Challenges and Opportunities Related to Data Drift Problem in Sentiment Duygu Analizinde Veri Kaymasi Problemine Dair Zorluklar ve Firsatlar


ÇETİN U., Aslantas S., Gundogmus Y. E.

8th International Conference on Computer Science and Engineering, UBMK 2023, Burdur, Turkey, 13 - 15 September 2023, pp.86-90 identifier

  • Publication Type: Conference Paper / Full Text
  • Doi Number: 10.1109/ubmk59864.2023.10286687
  • City: Burdur
  • Country: Turkey
  • Page Numbers: pp.86-90
  • Keywords: data drift, natural language processing, sentiment analysis
  • Galatasaray University Affiliated: Yes

Abstract

Transformer-based BERT Models can show great accuracy and success performance in sentiment analysis.
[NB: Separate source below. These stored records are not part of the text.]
PR #8121, opened 2025-08-21
ezpz: Followup from Nick's review

adamchalmers:
Add a linter that can warn users if their constraints have any issues. Also fix a typo, s/euclidian/euclidean.


rust/ezpz/src/lib.rs
```diff
@@ -32,25 +32,68 @@ pub enum NonLinearSystemError {
...
+        lints,
     })
 }
 
+fn lint(constraints: &[Constraint]) -> Vec<Lint> {
+    let mut lints = Vec::default();
+    for (i, constraint) in constraints.iter().enumerate() {
+        match constraint {
+            Constraint::LinesAtAngle(_, _, constraints::AngleKind::Other(theta))
+                if theta.to_degrees() == 0.0 || theta.to_degrees() == 360.0 =>
```
adamchalmers: @nickmccleery do you think we should warn if theta is 180 too?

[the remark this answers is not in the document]
nickmccleery: Yeah this is a valid point, probably comparisons of this sort need some sort of eps involved

nickmccleery: So yes I think we should flag, within some threshold:
- 0° (parallel, same direction)
- 180° (parallel, opposite directions)
- -90° (perpendicular)
- +90° (perpendicular, other line inverted)

Otherwise I think that Jacobian will get very shirty with lines that are nearly parallel. If you have two ~horizontal lines that are offset by 0.01°, the angle between them will (proportionally) be extremely sensitive to changes in y-coordinate of any of the endpoints.

Eventually we might want some sort of other expression for the angle calc when close to that position; working directly with the sine of the angle near 0 and 180 and cosine of the angle near +/-90. for example.

nickmccleery (approved):

adamchalmers:
Moved to https://github.com/KittyCAD/ezpz/pull/1

PR #8128, opened 2025-08-22
Once and forall FIX THE FUCKING IDLE

lee-at-zoo-corp:


src/machines/engineStreamMachine.ts
```diff
@@ -239,25 +241,55 @@ export const engineStreamMachine = setup({
...
+
+                if (context.videoRef.current) {
+                  context.videoRef.current.srcObject = null
+                }
+
+                let oldEngineConnection =
+                  rootContext.engineCommandManager.engineConnection
+                setTimeout(() => {
+                  rootContext.engineCommandManager.tearDown({ idleMode: true })
+                }, 1000)
```
nadr0, line 265: Why does this need to be a timeout?

lee-at-zoo-corp: Oh it doesnt, that was to jig it lol.

lee-at-zoo-corp: We can follow up to remove

PR #8129, opened 2025-08-22
Add a source range prompt containing the current file content range

franknoirot:
To help @greg-kcio with not needing to stuff everything into the LLM context window.

### DIFF
--- a/src/lib/promptToEdit.tsx
+++ b/src/lib/promptToEdit.tsx
@@ -12,6 +12,7 @@ import type {
   PromptToEditRequest,
   TextToCadErrorResponse,
 } from '@src/lib/promptToEditTypes'
+import type { FileMeta } from './types'
 
 function sourceIndexToLineColumn(
   code: string,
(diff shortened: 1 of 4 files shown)


src/lib/promptToEdit.tsx
```diff
@@ -98,12 +102,23 @@ export function constructMultiFileIterationRequestWithPromptHelpers({
...
 
+  // Way to patch in supplying the currently-opened file without updating the API.
+  // TODO: update the API to support currently-opened files as other parts of the payload
+  const currentFilePrompt: Models['SourceRangePrompt_type'] = {
+    prompt: 'This is the active file',
+    range: convertAppRangeToApiRange(
+      [0, currentFile.content.length, 0],
+      currentFile.content
+    ),
+    file: currentFileMeta?.relPath,
```
franknoirot, line 113: Hey just want to make sure it's okay if `file` is `undefined` here @greg-kcio. It shouldn't ever be but the type definition I was working with had it as optional

PR #9594, opened 2026-01-08
Bump @kittycad/react-shared to v1.1.1

franknoirot:
To fix zoogov user's experience with the recent billing dialog updates


package.json
```diff
@@ -223,4 +226,4 @@
     "vitest-webgl-canvas-mock": "^1.1.0",
     "ws": "^8.18.3"
   }
-}
+}
```
pierremtb, line 229: 🥺

franknoirot: MOTHER

franknoirot: WHY

PR #9597, opened 2026-01-08
New car wheel

nicboone8:
Updating the car wheel for 2026

### DIFF
--- a/package-lock.json
+++ b/package-lock.json
@@ -15219,9 +15219,9 @@
       }
     },
     "node_modules/hono": {
-      "version": "4.10.7",
-      "resolved": "https://registry.npmjs.org/hono/-/hono-4.10.7.tgz",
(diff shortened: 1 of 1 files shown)


jacebrowning:
@nicboone8 I pulled in `main` to get the updated CODEOWNERS. The KCL team will review KCL samples going forward.

jtran:
The cargo test failure is real. The message talking about this directory: `rust/kcl-lib/tests/kcl_samples/brake-rotor/`. If you're deleting that sample, you need to delete its directory of expectations so that it knows it doesn't need to test it anymore.

Screenshot 2026-01-10 at 1 25 20 PM

public/kcl-samples/brake-rotor/main.kcl
franknoirot, line 1: @nicboone8 did you intend to delete this sample while updating this model, or just update it with the new `brake-roter.kcl` file in the assembly?

nicboone8: I deleted the standalone rotor sample because there's an identical one in the new car wheel assembly

PR #9602, opened 2026-01-09
Remove use of `useCodeMirror` hook from `CommandBarKclInput.tsx`

franknoirot:
Broken out ahead of #9553 because it's just pretty self-contained. Switches from React-bound `useCodeMirror` hook to just instantiating an EditorView and attaching it to the DOM.


pierremtb (approved):
Looks good and works great on Vercel!

PR #9603, opened 2026-01-09
Move "KCL" CodeMirror class plugin into KclManager as separated extensions

franknoirot:
Experimenting with breaking this out ahead of #9553. The KCL plugin is responsible for highlighting selections in the code pane within the engine, executing KCL after code changes are dispatched, and writing to disk: our main execution loop. It requires dependencies throughout KclManager, so this PR moves the extension to be within KclManager. It also separates out each of the concerns of the former KCL class plugin to be separate `EditorView.updateListener`s, since they really are not overlapping concerns. Also this notably gets rid of several bits of state that shouldn't have been kept around in the KCL class plugin.


franknoirot:
Not worth it, too many fiddly changes that would need to get undone with follow-up PRs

However, these models also face some problems. Within the scope of this study, the problem of data drift in sentiment analysis is specifically examined. Data drift is caused by the fact that training data and test data having different properties. Within the scope of the study, new datasets consisting of Tweets and literary texts were created and the performances of different Bert models in these new datasets is examined. A BERT model trained on educational tweets has been shown to underperform on political/commercial tweets. It has been shown that the same BERT model trained on educational tweets can perform on literary texts just as well as a random model. For better results, we recommend using a combination of industry/domain specific small imitative BERT models.